Len menggeleng seraya berjalan memasuki lubang itu. Tidak sulit, terdapat tangga besi yang tertanam di dinding terowongan itu. Are menyusul setelah memastikan kaki Len menyentuh dasar lubang. Tangannya yang sedari tadi bersembunyi di balik jaket itu mulai terjulur keluar, menyusul Len.
***
Lubang itu memiliki terowongan yang terus mengular ke perut bukit. Bongkahan batu yang terhampar di atas sana menutup dengan sendirinya, bersamaan dengan terangnya terowongan yang Are lewati.

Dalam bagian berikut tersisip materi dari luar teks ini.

Issue #12, opened 2018-10-03
CP2K manual: set default version to 6.1 and replace 'SVN Trunk' reference


dev-zero:
maybe something like `development version` instead?

oschuett:
`Development Version` is pretty long. How about just `Development` or `Latest` as a label?

dev-zero:
`Development` is fine I guess. `Latest` could also be *latest release*

oschuett:
Fixed via #17

Issue #10, opened 2018-10-03
Update cp2k.org Subversion references and instructions to Git


dev-zero:
- [x] https://www.cp2k.org/download
- [x] https://www.cp2k.org/dev:release_checklist ... might have to change considerably, depending on availability of CI infrastructure to automatically build tarballs
- [x] https://www.cp2k.org/dev:regtesting
- [x] https://www.cp2k.org/dev:starting
- [x] https://www.cp2k.org/performance
- [x] https://www.cp2k.org/dev
- [ ] https://www.cp2k.org/news
- [x] https://www.cp2k.org/howto:install_with_plumed
- [x] https://www.cp2k.org/howto:cp2k_omen
- [x] https://www.cp2k.org/tools:cubecruncher
- [x] https://www.cp2k.org/admin:kohn ... rename to `sham`?
- [x] https://www.cp2k.org/sidebar
- [x] https://www.cp2k.org/about
- [x] https://www.cp2k.org/dbcsr
- [x] https://www.cp2k.org/tools:emacs
- [ ] https://www.cp2k.org/version_history

dev-zero:
@oschuett can you please update the documentation on `admin:kohn`?

oschuett:
I created https://www.cp2k.org/static/download_stats.html.

oschuett:
I remove the https://www.cp2k.org/admin:kohn page. Since I switched to [Ansible](https://github.com/cp2k/cp2k-infra) it's not needed anymore.

PR #1195, opened 2020-11-27
Space group symmetry

### LINKED ISSUE #562: Verify recent versions of spglib with CP2K
Current master of CP2K has the following check:

https://github.com/cp2k/cp2k/blob/5566d17405ab6f351561817a83675b3344ac2a5a/src/cryssym.F#L168-L170

with spglib-1.9.9 being released in 2016 and the toolchain shipping 1.12.2.

Counterintuitively I get this warning even with `FORCE_EVAL/DFT/KPOINTS/SYMMETRY` set to `.FALSE.`

Do we have a test set for spglib-based functionality?

pcazade:
Dear CP2K Developers,

I introduced space group symmetry and its conservation during geometry and cell optimization. It works for all FORCE_EVAL methods (FIST and QS), as well as core/shell systems. I would like to make this feature to be available in standard CP2K.

When requested, the symmetry is automatically detected with the help of Spglib. Only the coordinates, the forces, and the stress tensor are symmetrized according to the space group symmetry operations. So far, this is not used to reduce the computational cost of the energy evaluation.

Two new files were introduced: src/motion/space_groups.F and src/motion/space_groups_types.F

The files listed below were modified:

-src/start/input_cp2k_motion.F
-src/motion/gopt_f_types.F
-src/motion/gopt_f77_methods.F
-src/motion/gopt_f77_methods.f90
-src/motion/bfgs_optimizer.F
-src/motion/cg_optimizer.F
-src/motion/cp_lbfgs.F
-src/motion/cp_lbfgs_geo.F
-src/motion/cp_lbfgs_optimizer_gopt.F

Regards,
Pierre


oschuett:
@pcazade thanks for this PR!

It seems you are using a pretty old branch. Can you please run the following commands and resolve any arising merge conflicts:
```
git remote add upstream https://github.com/cp2k/cp2k.git
git fetch upstream
git rebase upstream/master
```

src/motion/space_groups.F
```diff
@@ -0,0 +1,1229 @@
...
+      spgr%nparticle_sym = spgr%nparticle
+      spgr%n_atom_sym = spgr%n_atom
+      spgr%n_core_sym = spgr%n_core
+      spgr%n_shell_sym = spgr%n_shell
+
+      ! output unit
+      IF (PRESENT(iounit)) THEN
+         spgr%punit = iounit
+      ELSE
+         spgr%punit = 6
```
dev-zero: hardcoded print units are difficult to maintain, you can use `get_unit_number` or `open_file` from the `cp_files` module instead to get dynamic consistent unit numbers (or files)

src/motion/space_groups.F
```diff
@@ -0,0 +1,1229 @@
...
+         spgr%eps_geo = eps_geo
+      ELSE
+         spgr%eps_geo = 1.e-4_dp
+      END IF
+
+      ! accuracy for symmetry
+      IF (PRESENT(eps_sym)) THEN
+         spgr%eps_sym = eps_sym
+      ELSE
+         spgr%eps_sym = 1.e-4_dp
```
dev-zero: I wonder: since this is the creation method you could assume that the `spgr_type` is uninitialized and forgo the repetition of the defaults since you already have them specified for the type above (or the other way round: remove the defaults from the type and exclusively set them here, although I would prefer the defaults on the type)

src/motion/space_groups.F
```diff
@@ -0,0 +1,1229 @@
...
+      CASE (default_minimization_method_id, default_ts_method_id)
+         CALL init_cell(spgr%cell_ref, hmat=cell%hmat)
+      CASE (default_cell_method_id)
+         SELECT CASE (gopt_env%cell_method_id)
+         CASE (default_cell_direct_id)
+            CALL init_cell(spgr%cell_ref, hmat=gopt_env%h_ref)
+         CASE (default_cell_geo_opt_id, default_cell_md_id)
+            CPABORT("SPACE_GROUP_SYMMETRY SHOULD NOT BE INVOKED DURING THE CELL STEP.")
+         CASE DEFAULT
+            CPABORT("")
```
dev-zero: no blank `CPABORT` if possible, since they always provide some sort of documentation as well

src/motion/space_groups.F
```diff
@@ -0,0 +1,1229 @@
...
+      ALLOCATE (spgr%atype(spgr%nparticle))
+      spgr%atype(1:spgr%nparticle) = types(1:spgr%nparticle)
+
+      spgr%n_operations = 0
+
+      !..try spglib
+      major = spg_get_major_version()
+      minor = spg_get_minor_version()
+      micro = spg_get_micro_version()
+      IF (major == 0) THEN
```
dev-zero: since this can't be dynamic you might instead use `#ifdef __SPGLIB` instead

src/motion/space_groups.F
```diff
@@ -0,0 +1,1229 @@
...
+         CALL cp_warn(__LOCATION__, "Symmetry library SPGLIB not available")
```
dev-zero: maybe a `CPABORT` is better at this point: if I followed the flow correctly one should only end up here if the user specifically requested it, hence a `CPABORT` might be more inline with the rest of the code where we usually error out when the user requests an unavailable feature?

src/motion/space_groups.F
```diff
@@ -0,0 +1,1229 @@
...
+         spglib = .FALSE.
+      ELSE
+         !IF (major /= 1 .OR. minor /= 9 .OR. micro /= 9) THEN
+         !   CALL cp_warn(__LOCATION__, "Version of Symmetry Library SPGLIB not tested")
+         !END IF
```
dev-zero: please remove

src/motion/space_groups.F
```diff
@@ -0,0 +1,1229 @@
...
+         spglib = .TRUE.
+         CALL cite_reference(Togo2018)
+         spgr%international_symbol = '           '
+         ierr = spg_get_international(spgr%international_symbol, TRANSPOSE(cell%hmat), tmp_coor, tmp_types, &
+                                      spgr%n_atom_sym, eps_sym)
+         IF (ierr == 0) THEN
+            CALL cp_warn(__LOCATION__, "Symmetry Library SPGLIB failed")
```
dev-zero: can we tell the user more about what went wrong here?

src/motion/space_groups.F
```diff
@@ -0,0 +1,1229 @@
...
+!> \par History
+!>      01.2020 created [pcazade]
+!> \author Pierre-André Cazade (first version)
+! **************************************************************************************************
+   SUBROUTINE spgr_gen(spgr, scoor, types, cell, gopt_env, eps_geo, eps_sym, pol, ranges, &
+                       nparticle, n_atom, n_core, n_shell, iounit)
+      
+      IMPLICIT NONE
+      
+      TYPE(spgr_type)                                    :: spgr
```
dev-zero: `INTENT` missing for most dummy arguments (same for other places)

src/motion/space_groups.F
```diff
@@ -0,0 +1,1229 @@
...
+      nparticle = 0
+      n_atom = 0
+      n_core = 0
+      n_shell = 0
+
+      NULLIFY (particles)
+      NULLIFY (core_particles)
+      NULLIFY (shell_particles)
+
+      particles => subsys%particles
```
dev-zero: please use `cp_subsys_get(...)` instead of directly accessing the members

src/motion/space_groups.F
```diff
@@ -0,0 +1,1229 @@
...
+      ! Check if we have other kinds of particles in this subsystem
+      IF (ASSOCIATED(shell_particles)) THEN
+         n_shell = shell_particles%n_els
+         CPASSERT(ASSOCIATED(core_particles))
+         n_core = subsys%core_particles%n_els
+         ! The same number of shell and core particles is assumed
+         CPASSERT(n_core == n_shell)
+      ELSE IF (ASSOCIATED(core_particles)) THEN
+         ! This case should not occur at the moment
+         CPASSERT(ASSOCIATED(shell_particles))
```
dev-zero: does this assertion trigger at all? If `ASSOCIATED(shell_particles)` is `.TRUE.` we would be in the first `IF` branch, right?

src/motion/space_groups.F
```diff
@@ -0,0 +1,1229 @@
...
+
+      IF ( .NOT.( spgr%nparticle == (natom + nshell) ) ) THEN
+         CPABORT("spgr_find_equivalent_atoms: nparticle not equal to natom + nshell.")
+      END IF
+
+      DO ia = 1, spgr%nparticle
+         spgr%eqatom(:,ia) = ia
+      END DO
+
+      !$OMP PARALLEL DO PRIVATE (ia,ib,ir,ri,rb,ro,rot,tr,diff) SHARED (spgr,scoord,natom,nop)
```
dev-zero: please also set `DEFAULT(NONE)` for `PARALLEL DO`s

src/motion/space_groups.F
```diff
@@ -0,0 +1,1229 @@
...
+            DO ib = 1, natom
+               IF (.NOT.spgr%lat(ib)) CYCLE
+               rb(1:3) = scoord(1:3, ib)
+               ro(1) = REAL(rot(1, 1), dp)*rb(1)+REAL(rot(2, 1), dp)*rb(2)+REAL(rot(3, 1), dp)*rb(3)+tr(1)
+               ro(2) = REAL(rot(1, 2), dp)*rb(1)+REAL(rot(2, 2), dp)*rb(2)+REAL(rot(3, 2), dp)*rb(3)+tr(2)
+               ro(3) = REAL(rot(1, 3), dp)*rb(1)+REAL(rot(2, 3), dp)*rb(2)+REAL(rot(3, 3), dp)*rb(3)+tr(3)
+               ro(1) = ro(1) - REAL(NINT(ro(1)-ri(1)))
+               ro(2) = ro(2) - REAL(NINT(ro(2)-ri(2)))
+               ro(3) = ro(3) - REAL(NINT(ro(3)-ri(3)))
+               diff = SQRT(SUM((ri(:)-ro(:))**2))
```
dev-zero: `NORM2(ri - ro)` instead?

src/motion/space_groups.F
```diff
@@ -0,0 +1,1229 @@
...
+         routineP = moduleN//':'//routineN
+
+      INTEGER                                            :: ia, ib, ir, nparticle, nop, nops, handle, &
+                                                            ja, jb
+      REAL(KIND=dp), DIMENSION(3)                        :: ri, ro, tr, rf, rn
+      REAL(KIND=dp), DIMENSION(3, 3)                     :: rot
+      REAL(KIND=dp), DIMENSION(:)                        :: coord
+      REAL(KIND=dp), DIMENSION(:), ALLOCATABLE           :: cold
+
+      INTEGER, EXTERNAL :: OMP_GET_THREAD_NUM, OMP_GET_NUM_THREADS
```
dev-zero: leftovers?

src/motion/space_groups.F
```diff
@@ -0,0 +1,1229 @@
...
+      CHARACTER(LEN=*), PARAMETER :: routineN = 'print_spgr', &
+         routineP = moduleN//':'//routineN
+
+      INTEGER                                            :: i, iunit, j, plevel, handle
+
+      CALL timeset(routineN,handle)
+
+      iunit = spgr%punit
+      IF (iunit >= 0) THEN
+         plevel = spgr%plevel+5
```
dev-zero: maybe add a `print_key` instead?

src/motion/space_groups.F
```diff
@@ -0,0 +1,1229 @@
...
+     WRITE (UNIT=spgr%punit, FMT=fmtstr2) "X", stress_tensor(1, 1:3)
+     WRITE (UNIT=spgr%punit, FMT=fmtstr2) "Y", stress_tensor(2, 1:3)
+     WRITE (UNIT=spgr%punit, FMT=fmtstr2) "Z", stress_tensor(3, 1:3)
+
+     CALL timestop(handle)
+
+   END SUBROUTINE spgr_write_stress_tensor
+
+! **************************************************************************************************
+!> \brief routine prints cell details. Only for debugging purpose.
```
dev-zero: but it's still used in a non-debugging way?

src/motion/space_groups.F
```diff
@@ -0,0 +1,1229 @@
...
+! **************************************************************************************************
+!> \brief routine prints hessian matrix. Only for debugging purpose.
+!> \param hess ...
+!> \param iter ...
+!> \param io output unit
+!> \par History
+!>      01.2020 created [pcazade]
+!> \author Pierre-André Cazade (first version)
+! **************************************************************************************************
+   SUBROUTINE spgr_print_hess(hess,iter,io)
```
dev-zero: please remove if not used, or hide them (with proper format strings) behind a print key if you think they could be useful for others

dev-zero (changes requested):
Nice work! I looked through the code and found a couple of small things which may have to be changed besides the required `git rebase` and running the prettifier.
I haven't checked the branching point, but if you're running into a lot of conflicts due to whitespace changes or the dreaded `could not detach HEAD` error, the following post may be of use: https://github.com/orgs/cp2k/teams/cp2k-developers/discussions/8

pcazade:
Dear Ole and Tiziano,

Thanks for the comments. I will work on the modifications you suggested. I
will also check the discussion you linked as I have issues with the rebase
procedure.

I realized I left a lot of print/write that were for debugging purposes. I
don't think any of the print_cell or print_hess would be useful for a user,
only for a developer. Do you recommend removing these routines or to hide
them behind a keyword?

Len terkesan dengan pemandangan perut bukit yang dia dapatkan, diluar dugaan. Len kira Are meneleponnya berulang-ulang tadi malam hanya sekadar keperluan biasa, kebiasaan Are yang kalau tidak ada kerjaan mengganggu waktu lengangnya. Sekarang pertanyaan tadi malam itu terjawab sudah, walau tidak terjawab secara keseluruhan.